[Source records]
= Beginning of Section =

PR #2125, opened 2022-10-25
Fix set-output and node.js warnings

PF4Public:


networkException (approved):
LGTM, I really gotta do that for the arch workflows as well

PF4Public:
It seems these deprecations are happening in every repo one way or another :)

Ahrotahn (approved):

PR #2169, opened 2022-12-03
Adapt some  bromite antifingerprint patches )webaudio + plugins +  UA= 

anomalocaris452:
Could Ungoogled import  Bromite patches? .. as Ungoogled adapted Bromite's clientrect + canvas patches

AudioBuffer-AnalyserNode-fp-mitigations.patch  Works against webaudio  
Disable-UA-full-version.patch  Might help  to spoof   the UserAgent
Disable-plugins-enumeration.patch Will hide your plugins  as Bromite

i've imported it by myself


PF4Public:
Have you attempted building ungoogled-chromium with these patches applied?

anomalocaris452:
@PF4Public YES it builds

https://build.opensuse.org/package/show/home:Area51Kacz:branches:home:ungoogled_chromium:testing/ungoogled-chromium22

alphabug:
Supposing these patches bring value, they should be gated behind flags.

AudioBuffer... could be useful to those who wish to harden their browser.
Disable-UA-full-version... isn't this already the standard behavior? Where is it still leaking the minor version?
Disable-plugins-enum... plugins are no longer a thing?
Clamp-time-resolution... the patch links a chromium bug that has been closed as fixed (in 109).

Issue #2109, opened 2022-10-09
Disable popup "Press F11 to exit fullscreen"


Devocub:
### Description

Disable popup "Press F11 to exit fullscreen"

### Who's implementing?

- [ ] I'm willing to implement this feature myself

### The problem

![image](https://user-images.githubusercontent.com/2735824/194773448-5a912e80-793f-4a8c-bf91-c799d45ac66c.png)

### Possible solutions

Add flag to disable the popup.

### Additional context

I was in fullscreen probably 5000+ times, I know how to exit.

PR #2176, opened 2022-12-05
Add flag for hiding the fullscreen exit UI

implicitfield:
This adds a flag that hides the "X" that appears when the mouse cursor is moved towards the top of the window in fullscreen mode. This is very similar to the now removed `enable-experimental-fullscreen-exit-ui` flag.


Ahrotahn:
`kOsWindows` would need to be changed to `kOsWin`, or alternatively `kOsDesktop` could be used even though mac builds would return false before then.  

Other than that, this looks good and worked as expected.  

If you want to hit two birds with one stone, #2109 could also be resolved with this PR by adding:
```diff
--- a/chrome/browser/ui/views/frame/browser_view.cc
+++ b/chrome/browser/ui/views/frame/browser_view.cc
@@ -1828,6 +1828,10 @@
     ExclusiveAccessBubbleHideCallback bubble_first_hide_callback,
     bool notify_download,
     bool force_update) {
+  if (base::CommandLine::ForCurrentProcess()->HasSwitch(
+          "hide-fullscreen-exit-ui"))
+    return;
+
   DCHECK(!notify_download || exclusive_access_bubble_);
   // Trusted pinned mode does not allow to escape. So do not show the bubble.
   bool is_trusted_pinned =
```

Ahrotahn (approved):
Looks good to me!

PF4Public (approved):

PF4Public:
Thanks! Merged.

PR #2005, opened 2022-06-29
Re-add flag to hide the extensions menu (the puzzle piece icon)

jwangac:
This PR replaces my previous PR #1994. The previous PR is reverted because it
causes ungoogled-chromium to crash.

This PR re-adds the flag that allows one to hide the extensions menu (the
puzzle piece icon), by patching [the menu's visibility logic](https://github.com/chromium/chromium/blob/0f4ff69f75ce13ac45815a53000c36e7401561a5/chrome/browser/ui/views/extensions/extensions_toolbar_container.cc#L804):

```patch
 bool ExtensionsToolbarContainer::ShouldContainerBeVisible() const {
+  if (base::CommandLine::ForCurrentProcess()->HasSwitch("hide-extensions-menu"))
+    return false;
+
   // The container (and extensions-menu button) should not be visible if we have
   // no extensions.
   if (!HasAnyExtensions())
     return false;

   // All other display modes are constantly visible.
   if (display_mode_ != DisplayMode::kAutoHide)
     return true;

   if (GetAnimatingLayoutManager()->is_animating())
     return true;

   // Is menu showing.
   if (GetExtensionsButton()->GetExtensionsMenuShowing())
     return true;

   // Is extension pop out is showing.
   if (popped_out_action_)
     return true;

   // Is extension pop up showing.
   if (popup_owner_)
     return true;

   return false;
 }
```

= End of Section =

▶ [WORK TO COMPLETE]: Take every line above where "builds" appears and copy it.

▶ [EXERCISE ANSWER]:
@PF4Public YES it builds
`kOsWindows` would need to be changed to `kOsWin`, or alternatively `kOsDesktop` could be used even though mac builds would return false before then.  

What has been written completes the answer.